Your goal: Could every line of the data be copied out once more, exactly?

Recorded information:

PR #917, opened 2024-06-14
Add callable microsaccades as intended by #492

benlonnqvist:
PR #492 added microsaccades to brain-score but unintendedly, were only accessible by directly accessing the `activations_model._extractor`. This PR extends the microsaccades to be callable from the `model.look_at()` method (for testing stimuli) and `model.start_task()` method (for fitting stimuli), as intended by the description of PR #492.

In short, this PR simply extends the call signature of `require_variance` and `number_of_trials` a bit further than before.

PR #365 depends on this PR.

- [x] add a test to catch errors with attach_stimulus_set_meta shape when called from from_stimulus_set

PR #925, opened 2024-06-18
Marking test_look_at_neural_V1 memory intense

deirdre-k:
`test_look_at_neural_V1` is running out of memory in Travis, causing tests to fail (see #917) with the following error:

``` bash
FAILED brainscore_vision/model_helpers/generic_plugin_tests.py::test_look_at_neural_V1[resnext101_32x8d_wsl] -
RuntimeError: [enforce fail at alloc_cpu.cpp:75] err == 0. DefaultCPUAllocator: can't allocate memory: 
you tried to allocate 102760448 bytes. Error code 12 (Cannot allocate memory)
```

This PR marks the test `memory_intense`, meaning it will only be run in Jenkins


pellegreene (approved):

mschrimpf:
re-trigger jenkins

PR #3184, opened 2014-10-17
Adds secondary page tpl to DRY

aaronschachter:
@DFurnes Can you review?  Per our convo earlier.

Refs #3159

Renames `page--campaign.tpl.php` as `page--full-width.tpl.php`, and preprocesses Campaigns, Campaign Groups, Fact Pages, and Taxonomy Terms to use it.


DFurnes:
Looks great! :shipit:

PR #3185, opened 2014-10-17
Global copy variables

aaronschachter:
Adds variables for global copy to be used within the Taxonomy Term template, and possibly other places.

Adds said copy into Taxonomy Term tpl (refs #3159)


DFurnes:
Looks good to me! :ok_hand:

PR #3195, opened 2014-10-20
Taxonomy Terms admin list

aaronschachter:
Provides table list of all terms in all vocabularies, similar to `admin/content`


sergiitk:
:+1:

PR #3196, opened 2014-10-20
Term video

aaronschachter:
Adds existing `field_video` field collection to Cause, Action Type, and Issue vocabularies.

Outputs into template if present, with same markup as the Campaign Group.


sergiitk:
:+1:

Finished exercise:
PR #917, opened 2024-06-14
Add callable microsaccades as intended by #492

benlonnqvist:
PR #492 added microsaccades to brain-score but unintendedly, were only accessible by directly accessing the `activations_model._extractor`. This PR extends the microsaccades to be callable from the `model.look_at()` method (for testing stimuli) and `model.start_task()` method (for fitting stimuli), as intended by the description of PR #492.

In short, this PR simply extends the call signature of `require_variance` and `number_of_trials` a bit further than before.

PR #365 depends on this PR.

- [x] add a test to catch errors with attach_stimulus_set_meta shape when called from from_stimulus_set

PR #925, opened 2024-06-18
Marking test_look_at_neural_V1 memory intense

deirdre-k:
`test_look_at_neural_V1` is running out of memory in Travis, causing tests to fail (see #917) with the following error:

``` bash
FAILED brainscore_vision/model_helpers/generic_plugin_tests.py::test_look_at_neural_V1[resnext101_32x8d_wsl] -
RuntimeError: [enforce fail at alloc_cpu.cpp:75] err == 0. DefaultCPUAllocator: can't allocate memory: 
you tried to allocate 102760448 bytes. Error code 12 (Cannot allocate memory)
```

This PR marks the test `memory_intense`, meaning it will only be run in Jenkins


pellegreene (approved):

mschrimpf:
re-trigger jenkins

PR #3184, opened 2014-10-17
Adds secondary page tpl to DRY

aaronschachter:
@DFurnes Can you review?  Per our convo earlier.

Refs #3159

Renames `page--campaign.tpl.php` as `page--full-width.tpl.php`, and preprocesses Campaigns, Campaign Groups, Fact Pages, and Taxonomy Terms to use it.


DFurnes:
Looks great! :shipit:

PR #3185, opened 2014-10-17
Global copy variables

aaronschachter:
Adds variables for global copy to be used within the Taxonomy Term template, and possibly other places.

Adds said copy into Taxonomy Term tpl (refs #3159)


DFurnes:
Looks good to me! :ok_hand:

PR #3195, opened 2014-10-20
Taxonomy Terms admin list

aaronschachter:
Provides table list of all terms in all vocabularies, similar to `admin/content`


sergiitk:
:+1:

PR #3196, opened 2014-10-20
Term video

aaronschachter:
Adds existing `field_video` field collection to Cause, Action Type, and Issue vocabularies.

Outputs into template if present, with same markup as the Campaign Group.


sergiitk:
:+1:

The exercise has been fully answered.